Work order: Every line below that holds the string "CCOPT" should be copied.

Extracted records:

PR #2243, opened 2022-07-09
[cmake] Force download and build LuaJIT on Unix

### LINKED ISSUE #2238: 🐛 LuaJIT forced external unwinding causes crashes on x86_64 linux only

## Branch affected by issue 

`base`

## Steps to reproduce

Build on x86_64 in linux (WSL or bare metal is known to be effected)
Add "delmodnil.lua" to scripts\commands, contents as follows:
```
----------------------------------
-- func: delmodnil
-- desc: Tests passing nil to delMod to see if it crashes linux system

require("scripts/globals/status")

cmdprops =
{
    permission = 1,
    parameters = ""
}


function onTrigger(player)
    player:delMod(xi.mod.REGEN, nil)
end
```

run !delmodnil as GM and you will crash xi_map

## Expected behavior

error message as follows:
```
[07/08/22 23:33:16:322][map][error] cmdhandler::call: (delmodnil) error: stack index 3, expected number, received nil: not a numeric type (bad argument into 'void(unsigned short, short)')
stack traceback:
        [C]: in function 'delMod'
        ./scripts/commands/delmodnil.lua:16: in function <./scripts/commands/delmodnil.lua:15> (CCommandHandler::call:321)
```
        

## Related issues
Root cause of #2115 
Might have been the root cause of #2116

## Known resolution, but not ideal fix

Pull source tree (latest commit) of https://github.com/LuaJIT/LuaJIT (may not need latest src)

edit `src/Makefile` and add `-DLUAJIT_NO_UNWIND` to `CCOPT=`
compile, `sudo make install`
symlink the newly built libluajit.so to the same location as xi_map
export LD_LIBRARY_PATH=`working directory of xi_map`
xi_map can now run the previous command without error

## Research into problem

This is the function that had a differing flow in aarch64 vs x86_64 (taken from gdb)

Source is here: https://github.com/LuaJIT/LuaJIT/blob/8271c643c21d1b2f344e339f559f2de6f3663191/src/lj_err.c#L507
```
/* Throw error. Find catch frame, unwind stack and continue. */
507 LJ_NOINLINE void LJ_FASTCALL lj_err_throw(lua_State *L, int errcode)
508 {
509   global_State *g = G(L);
510   lj_trace_abort(g);
511   setmref(g->jit_base, NULL);
512   L->status = LUA_OK;
513 #if LJ_UNWIND_EXT
514   err_raise_ext(errcode);
515   /*
516   ** A return from this function signals a corrupt C stack that cannot be
517   ** unwound. We have no choice but to call the panic function and exit.
518   **
519   ** Usually this is caused by a C function without unwind information.
520   ** This should never happen on x64, but may happen if you've manually
521   ** enabled LUAJIT_UNWIND_EXTERNAL and forgot to recompile *every*
522   ** non-C++ file with -funwind-tables.
523   */
524   if (G(L)->panic)
525     G(L)->panic(L);
526 #else
527   {
528     void *cf = err_unwind(L, NULL, errcode);
529     if (cframe_unwind_ff(cf))
530       lj_vm_unwind_ff(cframe_raw(cf));
531     else
532       lj_vm_unwind_c(cframe_raw(cf), errcode);
533   }
534 #endif
535   exit(EXIT_FAILURE);
536 }
```

On aarch64 the code flows like this:
```
512       L->status = LUA_OK;
(gdb) step
528         void *cf = err_unwind(L, NULL, errcode);
```

On x86_64 the code flows like this:

```
512       L->status = LUA_OK;
(gdb) step
514       err_raise_ext(errcode);
```

This is because `LJ_UNWIND_EXT` is defined in x86_64 -- see https://github.com/LuaJIT/LuaJIT/blob/8271c643c21d1b2f344e339f559f2de6f3663191/src/lj_err.c#L64 :

```
#if defined(__GNUC__) && (LJ_TARGET_X64 || defined(LUAJIT_UNWIND_EXTERNAL)) && !LJ_NO_UNWIND
#define LJ_UNWIND_EXT	1
#elif LJ_TARGET_WINDOWS
#define LJ_UNWIND_EXT	1
#endif
```

Note the `LJ_TARGET_X64` -- this is forced on. See the previous comment a few lines above `EXT is the default on x64 systems and on Windows` 
The documentation has since been changed since that file was updated, you can read some history here:
https://github.com/LuaJIT/LuaJIT/blob/v2.1/src/lj_err.c#L78

It seems that perhaps not all libs on ubuntu are built with `-funwind-tables` or `-fexceptions`, causing the external unwinding to fail. The documentation in the updated lj_err.c seems to hint that this might be the case:

```
** - EXT requires unwind tables for *all* functions on the C stack between
**   the pcall/catch and the error/throw. C modules used by Lua code can
**   throw errors, so these need to have unwind tables, too. Transitively
**   this applies to all system libraries used by C modules -- at least
**   when they have callbacks which may throw an error.
```

If we define `LJ_NO_UNWIND`, the behavior will be consistent on all *nix systems.

## Longterm fix

@zach2good will hook up LuaJIT to auto build with the `LJ_NO_UNWIND` defined and link in cmake (this will add maybe 30s of compile time)

zach2good:
**_I affirm:_**

Fixes https://github.com/LandSandBoat/server/issues/2238
(I hope)

Build on Linux, you should see LuaJIT get downloaded and built (doesn't take long)
Everything should start as normal, that crash should be gone.

### DIFF
--- a/cmake/FindLuaJIT.cmake
+++ b/cmake/FindLuaJIT.cmake
@@ -22,10 +22,31 @@
 #
 # TEST AND MAKE SURE THAT EVERYTHING STILL WORKS!
 
+if (UNIX)
+    message(STATUS "Downloading LuaJIT src")
+    CPMAddPackage(
+        NAME LuaJIT
+        GITHUB_REPOSITORY LuaJIT/LuaJIT
+        GIT_TAG e3bae12fc0461cfa7e4bef3dfed2dad372e5da8d
+        DOWNLOAD_ONLY YES
+    )
+    if (LuaJIT_ADDED)
+        message(STATUS "Modifying LuaJIT build flags (adding -DLUAJIT_NO_UNWIND=1)")
+        file(READ "${LuaJIT_SOURCE_DIR}/src/Makefile" FILE_CONTENTS)
+        string(REPLACE "CCOPT= -O2 -fomit-frame-pointer\n" "CCOPT= -O2 -fomit-frame-pointer -DLUAJIT_NO_UNWIND=1\n" FILE_CONTENTS "${FILE_CONTENTS}")
+        file(WRITE "${LuaJIT_SOURCE_DIR}/src/Makefile" "${FILE_CONTENTS}")
+
+        # LuaJIT has no CMake support, so we break out to using make on it's own
+        message(STATUS "Building LuaJIT from src")
+        execute_process(COMMAND make WORKING_DIRECTORY ${LuaJIT_SOURCE_DIR})
+    endif()
+endif()
+
 find_library(LuaJIT_LIBRARY
     NAMES
         luajit luajit_64 luajit-5.1 libluajit libluajit_64
     PATHS
+        ${LuaJIT_SOURCE_DIR}/src/
         ${PROJECT_SOURCE_DIR}/ext/luajit/${libpath}
         /usr/
         /usr/bin/
--- a/cmake/FindLuaJIT.cmake
+++ b/cmake/FindLuaJIT.cmake
@@ -44,7 +44,7 @@ endif()
 
 find_library(LuaJIT_LIBRARY
     NAMES
-        luajit luajit_64 luajit-5.1 libluajit libluajit_64
+        libluajit.a luajit luajit_64 luajit-5.1 libluajit libluajit_64
     PATHS
         ${LuaJIT_SOURCE_DIR}/src/
         ${PROJECT_SOURCE_DIR}/ext/luajit/${libpath}
--- a/cmake/FindLuaJIT.cmake
+++ b/cmake/FindLuaJIT.cmake
@@ -38,7 +38,13 @@ if (UNIX)
 
         # LuaJIT has no CMake support, so we break out to using make on it's own
         message(STATUS "Building LuaJIT from src")
-        execute_process(COMMAND make WORKING_DIRECTORY ${LuaJIT_SOURCE_DIR})
+
+        if (${CMAKE_SYSTEM_NAME} MATCHES "Darwin")
+            execute_process(COMMAND export MACOSX_DEPLOYMENT_TARGET=11.6 ; make WORKING_DIRECTORY ${LuaJIT_SOURCE_DIR}) # TODO don't hardcode MACOSX_DEPLOYMENT_TARGET
+        else()
+            execute_process(COMMAND make WORKING_DIRECTORY ${LuaJIT_SOURCE_DIR})
+        endif()
+
     endif()
 endif()
 


claywar (approved):

neuromancerxi:
Applied patch against ec031c23f1d09c3ea958c7713ebe58e7d1cf01f6

```
OK        Successfully built LuaJIT
make[1]: Leaving directory '/home/ffxitest/git/temp/build/_deps/luajit-src/src'
==== Successfully built LuaJIT 2.1.0-beta3 ====
-- Found LuaJIT: /home/ffxitest/git/temp/build/_deps/luajit-src/src/libluajit.so  
-- LuaJIT_FOUND: TRUE
-- LuaJIT_LIBRARY: /home/ffxitest/git/temp/build/_deps/luajit-src/src/libluajit.so
-- LuaJIT_INCLUDE_DIR: /home/ffxitest/git/temp/ext/luajit/include/
```

Launched server, uncommented qm1 in Abyssea Vunk `onTrigger`, crash still occurs with same error as https://github.com/LandSandBoat/server/issues/2116#issuecomment-1179019148

neuromancerxi:
Tested the POC `!delmodnil.lua` suggested in https://github.com/LandSandBoat/server/issues/2238, server crash still occurs.

WinterSolstice8:
We're still working on it but you can workaround the current problem like this:

`ln -s /home/ffxitest/git/temp/build/_deps/luajit-src/src/libluajit.so  /home/ffxitest/git/temp/build/_deps/luajit-src/src/libluajit-5.1.so.2`

you can verify its using it hre:

```
ldd ./xi_search
        linux-vdso.so.1 (0x00007ffd011ba000)
        libluajit-5.1.so.2 => /home/ffxitest/git/temp/build/_deps/luajit-src/src/libluajit-5.1.so.2

```

WinterSolstice8:
Just updated the PR with what should fix it without manual intervention.

neuromancerxi (approved):
```
[07/09/22 14:07:25:396][map][info] [FileWatcher] COMMAND scripts/commands/delmodnil.lua (CacheLuaObjectFromFile:549)
[07/09/22 14:07:31:714][map][error] cmdhandler::call: (delmodnil) error: stack index 3, expected number, received nil: not a numeric type (bad argument into 'void(short unsigned int, short int)')
stack traceback:
        [C]: in function 'delMod'
        ./scripts/commands/delmodnil.lua:16: in function <./scripts/commands/delmodnil.lua:15> (call:321)
[07/09/22 14:08:43:693][map][debug] CZone:: Northern_San_dOria DecreaseZoneCounter <0> Dave (DecreaseZoneCounter:466)
[07/09/22 14:08:46:521][map][debug] CZone:: Abyssea-Vunkerl IncreaseZoneCounter <1> Dave (InsertPC:102)
[07/09/22 14:08:51:797][map][info] [FileWatcher] scripts/zones/Abyssea-Vunkerl/npcs/qm1.lua -> xi.zones.Abyssea-Vunkerl.npcs.qm1 (CacheLuaObjectFromFile:647)
[07/09/22 14:08:59:046][map][error] luautils::onTrigger: stack index 1, expected number, received nil: not a numeric type (bad argument into 'std::optional<CLuaBaseEntity>(unsigned int, const sol::basic_object<sol::basic_reference<false> >&)')
stack traceback:
        [C]: in function 'GetMobByID'
        ./scripts/globals/abyssea.lua:687: in function 'qmOnTrigger'
        scripts/zones/Abyssea-Vunkerl/npcs/qm1.lua:16: in function 'fallbackHandler'
        ./scripts/globals/interaction/interaction_lookup.lua:397: in function <./scripts/globals/interaction/interaction_lookup.lua:361> (OnTrigger:1835)
```

Errors (expected), but no crash!

zach2good:
Merge whenever, I'll fix the osx stuff another time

Written answer:
edit `src/Makefile` and add `-DLUAJIT_NO_UNWIND` to `CCOPT=`
+        string(REPLACE "CCOPT= -O2 -fomit-frame-pointer\n" "CCOPT= -O2 -fomit-frame-pointer -DLUAJIT_NO_UNWIND=1\n" FILE_CONTENTS "${FILE_CONTENTS}")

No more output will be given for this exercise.